Let’s break down what these advancements could mean for the future of AI-driven video creation.
**Advanced Model Architectures and Generation Algorithms**
Kling’s team is tackling scaling laws – the rules that govern how model performance improves with increased size and computational resources. While scaling laws are well-established in large language models, the video generation domain lags. Kling’s research has established precise mathematical relationships between hyperparameters, model scale, and compute budgets. This allows for more efficient use of computational power and data, leading to better model performance. *See: Towards Precise Scaling Laws For Video Diffusion Transformers*.
Further innovating in efficiency, the team unveiled DiffMoE, a Mixture of Experts (MoE) architecture tailored for diffusion models. DiffMoE uses a global token selection mechanism and optimized inference strategies that more effectively allocates computing resources based on the different stages of the diffusion process. Impressively, this approach requires only one-third of the parameters of a dense model of comparable size, yet delivers performance that rivals that of a model three times its size. *See: DiffMoE: Dynamic Token Selection For Scalable Diffusion Transformers*.
**Powerful Interaction and Control Capacities**
Kling is also focusing on how users can control the output of the models. The team’s FullDiT framework integrates all spatiotemporal conditions within a unified Diffusion Transformer architecture. FullDiT simplifies the process by removing the need to alter the model structure for different tasks, thus minimizing control conflicts. This methodology displays great scalability. *See: FullDiT: Multi-Task Video Generative Foundation Model with Full Attention*.
For interactive video creation, the team’s GameFactory framework allows for controllable continuous and discrete actions—such as mouse movements and keyboard commands—using limited video training data. This facilitates the generation of interactive video content that is adaptable to various game scenarios. *See: GameFactory: Creating New Games with Generative Interactive Videos*.

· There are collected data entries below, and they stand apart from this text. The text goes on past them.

PR #36801, opened 2026-05-29
workload-replay: anonymize SQL on the AST, not by regex

jasonhernandez:
**Sixth in the stack** — base `workload-anonymize-require-parser` (#36799). The big one: replaces text-regex SQL rewriting with AST-based rewriting using Materialize's own parser.

## Why

Running the tool against a **real production capture** (565 queries) showed the regex identifier substitution **corrupted ~12% of queries** — 65 failures (47 `SELECT`, 18 `FETCH`). The raw SQL parsed 100%; our own regex broke it by matching identifiers as substrings and inside string literals. The strict `--require-parser` mode then (correctly) refused to emit the broken output, so the tool couldn't complete on a real capture at all.

Text substitution was never the right tool — and we already shell out to the real parser. So do all rewriting on the AST.

## What changed

**`mz-sql-anonymize` (Rust)** now parses each statement and rewrites the AST via `VisitMut`:
- **Identifier renaming as whole tokens.** Reaches object/cluster/type references by overriding the visitors for `Raw`'s `AstInfo` associated types (`visit_item_name_mut`, `visit_cluster_name_mut`, `visit_data_type_mut`, …), whose generic defaults are no-ops. No substring corruption, no in-string rewrites, no word-boundary/case guesswork. (Mz identifiers are case-sensitive → exact match is correct.)
- **Query-literal redaction** on the AST — numbers, hex strings, intervals included (the regex only caught single-quoted strings).
- **Config preserved**: `CREATE CLUSTER`/`CLUSTER REPLICA`/`ALTER CLUSTER` and `SET`/`RESET`/`SET TRANSACTION`/`ALTER SYSTEM` keep their literals (sizes, timeouts) — replay needs them.

Protocol: `{mapping, rename_identifiers, redact_literals, statements}` → rewritten SQL per statement (or `null` if unparseable).

**Python** sends all cluster/DDL/query SQL through the helper, and:
- still scrubs **DDL `create_sql` literals with the blanket regex**, because option strings (broker addresses, hosts) are *typed AST fields* the visitor — and the engine's own redacted Display — don't treat as redactable literals;
- applies the structural identifier mapping (column types, child schema/db, query routing) directly (not SQL);
- falls back to regex only when the binary is unavailable (gated by `--require-parser`) or a statement doesn't parse.

`verify` now also exempts preserved config-statement literals (matching the helper), so a kept `SET … = '5s'` isn't flagged.

## Validation (same production capture, re-captured)

| Metric | Regex (before) | AST (after) |
|---|---|---|
| Anonymized queries that fail to re-parse | **65 / 565 (12%)** | **0 / 623** |
| Identifier leaks (non-keyword originals) | — | 0 (only the `transaction_id` *format key*) |
| Query numeric literals remaining | leaked | 0 |
| Cluster SIZE / SET timeout | preserved | preserved |

Default mode (`--require-parser`) now **completes** on a real capture, where before it errored.

## Tests
- 8 Rust unit tests (token-level rename, qualified refs, no substring/in-string corruption, query-literal redaction incl. numbers, cluster/SET preservation, parse-failure → null).
- 22 Python tests, incl. a skip-if-unbuilt end-to-end AST rename test and the config-literal verify exemption.
- `bin/fmt`, `clippy`, `ruff`, test-attribute lint clean; no `Cargo.lock` version bumps (adds `serde`, already present).

## Note for reviewers
This supersedes #36746's query-only redaction approach. The stack tells the story (heuristic → parser-literals → tests → subsource fix → require-parser → full AST); if preferred I can squash the SQL-rewriting PRs before merge.

### DIFF
--- a/Cargo.lock
+++ b/Cargo.lock
@@ -7815,6 +7815,7 @@ version = "0.0.0"
 dependencies = [
  "mz-ore",
  "mz-sql-parser",
+ "serde",
  "serde_json",
 ]
 
--- a/misc/python/materialize/cli/mz_workload_anonymize.py
+++ b/misc/python/materialize/cli/mz_workload_anonymize.py
@@ -37,26 +37,42 @@ def _locate_redactor() -> list[str] | None:
     return None
 
 
-def redact_literals_via_parser(sqls: list[str]) -> list[str | None] | None:
-    """Redact literals in each SQL string using Materialize's own parser.
+def anonymize_sql_via_parser(
+    sqls: list[str],
+    mapping: dict[str, str],
+    rename_identifiers: bool,
+    redact_literals: bool,
+) -> list[str | None] | None:
+    """Rename identifiers and/or redact literals in each SQL string via the AST.
 
-    Returns a list aligned with the input, where each element is the redacted
-    SQL or None if that statement could not be parsed. Returns None for the
-    whole batch if the helper binary is unavailable or errors, signaling the
-    caller to fall back to regex-based redaction.
+    Uses the `mz-sql-anonymize` helper, which parses each statement with
+    Materialize's own parser, renames identifier tokens per `mapping`, and (when
+    `redact_literals`) replaces literal values with `'<REDACTED>'`. Doing this on
+    the AST avoids the corruption a text regex causes (substring matches,
+    in-string rewrites, broken syntax).
+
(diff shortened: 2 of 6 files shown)


jasonhernandez:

**Accurate Evaluation and Alignment Mechanisms**
To ensure quality and adherence to user intent, Kling is developing better evaluation and alignment tools. They’ve built a reinforcement learning from human feedback (RLHF)-based video generation framework, comprising multi-dimensional preference data construction, a VLM-based reward model, and various alignment algorithms. This offers one of the first systematic explorations of RLHF in the video generation space. *See: Improving Video Generation with Human Feedback*.
Additionally, addressing efficiency concerns in flow matching, the team has introduced Flow-GRPO, an online Reinforcement Learning (RL) algorithm that integrates GRPO into flow matching models and has demonstrated its effectiveness in image generation tasks. *See: Flow-GRPO: Training Flow Matching Models via Online RL*.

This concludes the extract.